We have just received a nice collection of Virginia Woolf's novels, essays, and biographies. Look for them in a box in the classics section.
Virginia Woolf: The Impact of Childhood Sexual Abuse on Her Life and Work, by Louise De Salvo (HC, 1989, $3)
The men of Woolf's family consistently abused the women in their family, either sexually or with violence. Woolf started to write about the abuse as a way to deal with the pain. At the time she was the only one writing of such dark truths, and the only one to turn her pain into art. She has left us quite a legacy.
A Writer's Diary, by Virginia Woolf, edited by Leonard Woolf (TPB, 1954, $2.50, yellow pages)
Ten years after she died, her husband published her diary, leaving out the parts where she wrote about her darker feelings.

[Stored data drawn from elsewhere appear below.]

PR #1829, opened 2022-11-28
[DUOS-2185][risk=no] Add NIH Certification File to Dataset

connorlbark:
### Addresses

https://broadworkbench.atlassian.net/browse/DUOS-2185

Fairly large lift here. FSO Mapper needed to be able to conditionally use `fso_` prefix in order to add FSO objects to the Dataset object, so a separate subclass was made for that. Marshaling/Unmarshaling `Instant` objects (or any new DateTime object) requires custom Gson adapters. Refactored the way we create the `Gson()` object to easily add custom type adapters, and put the new Gson object in locations which otherwise broke without it. More details / thoughts below in comments.

----

- Verify all tests go green

### DIFF
--- a/src/main/java/org/broadinstitute/consent/http/ConsentModule.java
+++ b/src/main/java/org/broadinstitute/consent/http/ConsentModule.java
@@ -1,8 +1,5 @@
 package org.broadinstitute.consent.http;
 
-import com.google.gson.GsonBuilder;
-import com.google.gson.JsonPrimitive;
-import com.google.gson.JsonSerializer;
 import com.google.inject.AbstractModule;
 import com.google.inject.Inject;
 import com.google.inject.Provides;
@@ -38,7 +35,6 @@ import org.broadinstitute.consent.http.db.UserRoleDAO;
 import org.broadinstitute.consent.http.db.VoteDAO;
 import org.broadinstitute.consent.http.mail.SendGridAPI;
 import org.broadinstitute.consent.http.mail.freemarker.FreeMarkerTemplateHelper;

Mrs. Woolf and the Servants:An Intimate History of Domestic Life in Bloomsbury, by Alison Light ( TPB, 2008, $2.50)
The Woolfs were considered to live a progressive way of life. She was a feminist, and believed women should be independent in all ways, yet her household included seven live-in servants, and she probably never even knew their last names. Light tries to discover the lives of these invisible people, on which even Woolf, the feminist, was dependent on.
**SOLD**
Virginia: A Play, by Edna O'Brien (small HC, 1981,$2)
Freshwater: A Comedy, by Virgina Woolf (HC, 1976, $5, which is 1/3 the internet price)
Woolf wrote this play, not to be published, but to be performed at a Bloomsbury's theatrical evening. Freshwater, Woolf's only play, was discovered only after her husband died in 1969. It's plot includes the arrival of two coffins, and Queen Victoria, to an artist colony on the Isle of Wight. Enjoy!
A Marriage of True Minds: An Intimate Portrait of Leonard and Virginia Woolf, by George Spater (HC, 1977, $3.50)
Leonard Woolf would begin to court Virginia in 1911. They would marry in 1912, and be together till her suicide in 1941. "There was no one else who had the intelligence that could be respected by Virginia and the strength and forbearance to support and protect her for the 28 years they lived together", writes Spater. Were they happy? After reading Minds you may have at least a partial answer. (Since Spater was the one to sort and catalogue Leonard Woolf's diaries, much in this book is new.) Included are 150 illustrations.